The outlined literature survey seems to confirm the effectiveness of vibroacoustic monitoring as a means for extracting relevant process information that could help tackling the current AWC limits and issues. In [5] one further setup is discussed, which appears particularly relevant to the aim of the present dissertation: here the authors made use of a special focusing tube, hosting two accelerometers on its tip; an experimental study was conducted, in which the jet was fired at various p and ma; the operational vibration was monitored by means of the two accelerometers, and subsequently analysed in the frequency domain. A hypothesis was made, in which one particle impact in the focusing tube’s inner bore triggers a single vibration response that is quantitatively proportional to the particle’s kinetic energy and the overall vibration is the sum of the single responses per unit of time. The hypothesis was confirmed by the correlation of high-frequency vibration amplitude with Ppart, notably above 10 kHz; a much lower correlation was found at lower frequencies. The discriminant factor among the two frequency ranges was identified in the types of vibration modes involved: whilst the high-frequency range only includes local modes of the focusing tube, the low-frequency range appears affected by global modes of the AWC system, which do not bring relevant information for the purpose of Ppart monitoring.

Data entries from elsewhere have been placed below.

PR #471, opened 2016-11-17
Add qmp-helper recipe

jean-edouard:


rossphilipson:
Built here w/o problems:

Merging soon.

PR #472, opened 2016-11-18
Disable TMEM stats in xenstat tools.

rossphilipson:
We block TMEM with XSM so the tool should not try to get TMEM information
from the hypervisor.

OXT-798


eric-ch:
+1, LGTM.

PR #478, opened 2016-11-23
Remove icbinn-fuse, fuse and kernel fuse support in dom0.

rossphilipson:
OXT-669


rossphilipson:
Nothing is using fuse so the best thing to do is remove it. It built here yesterday:
http://158.69.127.133:8020/builders/openxt-custom/builds/218

rossphilipson:
@stephensmalley there are bits in the SELinux policy that reference fuse (see ticket). Is it simply a matter of removing them since fuse is being removed?

stephensmalley:
Doesn't look like those are adding or removing any policy related to fuse; those lines are just context lines in the diffs.  And there isn't any straightforward way to exclude all fuse-related policy, so I don't think there is anything to do here policy-wise.

rossphilipson:
Ack, thanks.

jean-edouard:
Tested, LGTM.
@rossphilipson Did you make sure icbinn doesn't use fuse?

rossphilipson:
As far as I can tell, only the icbinn-fuse sub-project uses it and it is not used in openxt in any way I can find. Looking at history, it sees icbinn-fuse was some WIP that never got finished.

jean-edouard:
Cool, merging soon then.

PR #479, opened 2016-11-23
STABLE-6: XSAs, november 2016

eric-ch:
XSA-194: Xen 4.4 is not affected.
XSA-196: Xen 4.4 is not affected.
XSA-198: OpenXT does not use pygrub.

OXT-843


jean-edouard:
Built here: http://158.69.127.133:8020/builders/openxt-custom/builds/221
LGTM, seems to work fine, merging soon.

PR #481, opened 2016-11-30
[xen] Comment HVM RTC patch as best as possible.

rossphilipson:
OXT-585


eric-ch:
+1, merging.

PR #482, opened 2016-12-05
Update the snapshot and scan functions to use the vhd realpath

rneilturner:
The snapshot and scan functions needed to use vhd_realpath to use icbinn when necessary. Without this commit the synchronizer will never create the snapshot disk after downloading the base vhd.

See OXT-785

To test this, run vhd-util for a dom0 snapshot from the synchronizer with the correct LIBVHD_ICBINN_VHD_SERVER and LIBVHD_ICBINN_KEY_SERVER set. Before this change, you will receive an error code ENOENT. After this change the vhd-util snapshot function should recognize the existence of the icbinn server set and execute the function using icbinn.

### DIFF
--- a/recipes-extended/xen/files/blktap2-vhd-icbinn-support.patch
+++ b/recipes-extended/xen/files/blktap2-vhd-icbinn-support.patch
@@ -1091,3 +1091,29 @@ Index: xen-4.6.1/tools/blktap2/drivers/Makefile
  
  install: all
  	$(INSTALL_DIR) -p $(DESTDIR)$(INST_DIR)
+Index: xen-4.6.1/tools/blktap2/vhd/lib/vhd-util-snapshot.c
+===================================================================
+--- xen-4.6.1.orig/tools/blktap2/vhd/lib/vhd-util-snapshot.c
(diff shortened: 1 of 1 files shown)


rossphilipson:
That makes perfect sense since vhd_realpath was introduced by icbinn to differentiate between local and icbinn paths. Looking back at the bkltap.git repo, it looks like that was the original code. I must have missed that when i extricated and rebased the patches on in-tree blktap2. We don't really have the means to test syncvm bits at this point. I am inclined to take this commit as it stands unless there are objections.

richpersaud:
Thanks @rneilturner for identifying and fixing this regression.

If this affects stable-6, we can add a 6.0.1 release note based on the second sentence of the PR and details in the JIRA ticket.

Hopefully there are no other patches that we need from the blktap.git repo.  It would be good to have a few BATS CLI regression tests that could be run locally within a SyncXT client VM, without needing to stand up a central management server.

rossphilipson:
This does not affect stable 6.0 since we are still using the old blktap repo there.

Extracting our "useful" code from that old blktap repo was a nightmare. Luckily there have been few regressions.

rossphilipson:
So there doesn't seem to be any disagreement on merging it. Will merge soon...

PR #483, opened 2016-12-05
Turn off switcher debug logging.

eric-ch:
"XenInput:direct event handler"
"XenInput:send led keycode 0x0"
... are very noisy otherwise.

OXT-857


jean-edouard:
LGTM, merging tomorrow.

PR #1097, opened 2019-03-07
module-signing: Handle no module case

jandryuk:
With an external signing key, do_sign_modules will fail when there are
no modules.
| DEBUG: Executing shell function do_sign_modules
| Usage: scripts/sign-file [-dp] <hash algo> <key> <x509> <module> [<dest>]
|        scripts/sign-file -s <raw sig> <hash algo> <x509> <module> [<dest>]

If there are no modules, we don't have to run sign-file.  Have xargs
skip running the command in that case.


jean-edouard:
Built here: http://openxt-builder.ainfosec.com:8010/builders/openxt/builds/1894

jean-edouard:
LGTM, merging soon.

PR #1098, opened 2019-03-08
ahci support: provide multiple disk support in case of stubdom

mahantesh-ais:
OXT-1123

By  emulating qemu SATA (hdtype='ahci') disk, it is possible to
add upto 6 disks to a hvm guest (guest should support AHCI).

### DIFF
--- a/recipes-extended/xen/files/libxl-RFC-fix-multiple-disks.patch
+++ b/recipes-extended/xen/files/libxl-RFC-fix-multiple-disks.patch
@@ -41,7 +41,22 @@ PATCHES
                  target_path = "/dev/xvdc";
              } else {
                  if (format == NULL) {
-@@ -1605,8 +1605,10 @@ static int libxl__build_device_model_arg
+@@ -1592,6 +1592,14 @@ static int libxl__build_device_model_arg
+                              "qemu-xen doesn't support read-only AHCI disk drivers");
+                         return ERROR_INVAL;
+                     }
++                    if (b_info->stubdomain_version == LIBXL_STUBDOMAIN_VERSION_LINUX) {
++                        target_path = (char *[]) {"/dev/xvda",
++                                                  "/dev/xvdb",
++                                                  "/dev/xvdc",
++                                                  "/dev/xvdd",
++                                                  "/dev/xvde",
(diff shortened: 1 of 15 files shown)


mahantesh-ais:
To be merged along with:
https://github.com/OpenXT/manager/pull/133
https://github.com/OpenXT/idl/pull/32

mahantesh-ais:
Built here:
http://openxt-builder.ainfosec.com:8010/builders/openxt/builds/1896

recipes-extended/xen/files/libxl-RFC-fix-multiple-disks.patch
```diff
@@ -41,7 +41,22 @@ PATCHES
                  target_path = "/dev/xvdc";
              } else {
                  if (format == NULL) {
-@@ -1605,8 +1605,10 @@ static int libxl__build_device_model_arg
+@@ -1592,6 +1592,14 @@ static int libxl__build_device_model_arg
+                              "qemu-xen doesn't support read-only AHCI disk drivers");
+                         return ERROR_INVAL;
+                     }
++                    if (b_info->stubdomain_version == LIBXL_STUBDOMAIN_VERSION_LINUX) {
++                        target_path = (char *[]) {"/dev/xvda",
```
jandryuk: This is a 6 disk duplication of the IDE case below.  Maybe we should use something like the proposed upstream linux-stubdom support:
https://github.com/marmarek/xen/commit/060e89a5cca415871c19d05853a31e7d7bc7f6cc#diff-b43617695b9412434577d745e4f3102dR1820

That's a single setting of target_path for all disks.  That allows 26 disks, but you must need emulated scsi to use more than 6 of them.

Another option would be to move your 6 disk code earlier and let it apply to both AHCI or IDE.

mahantesh-ais: I thought of this, but I didn't wanted to mix IDE and AHCI code path and trigger any unknown issues in IDE path.

jandryuk: Okay.

jean-edouard:
Merging soon.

Indeed, the method detailed in [5] was proven effective in delivering a reliable Ppart in-line indicator. However, the method relies on the deployment of sensing hardware at the very tip of the focusing tube, which constitutes a critical location, given its proximity to the jet impinging point. On the other hand, a method based on a sensors’ deployment further away from the jet could represent a more robust and user-friendly setup from the end-user perspective, hence providing greater potential for market success. In the present investigation, the authors intend to monitor Ppart by means of the airborne acoustic emission, measured with a condenser microphone installed on the cutting head. Factorial studies are presented, in which p and ma are varied among different set points and the acoustic emission monitored and processed in the frequency domain. The monitoring setup appears much simpler compared to [5] as it does not require the installation of contact sensors, as well as more robust, being the microphone located further away from the jet impinging point. Conclusions of this study are partially coherent with [5] as a robust correlation between Ppart and the measured acoustic emission is found, above 40 kHz. Such high-frequency data is proven to constitute a robust and selective acoustic signature of the airborne jet, relatively unaffected by input disturbances and with good measurement reproducibility. Overall, the presented method appears effective in monitoring p-induced variations of Ppart, whilst the impact of ma remains undetected. The method is expected to represent a valuable tool for supporting innovative closed-loop controls of the water pump, which could help tackling the end-user requirements for improved process stability.
The present contribution is structured as follows: in Section 2, the theoretical definition of Ppart is presented; in Section 3, the materials and methods are introduced; in Section 4, results are presented and discussed; conclusions are drawn in Section 5.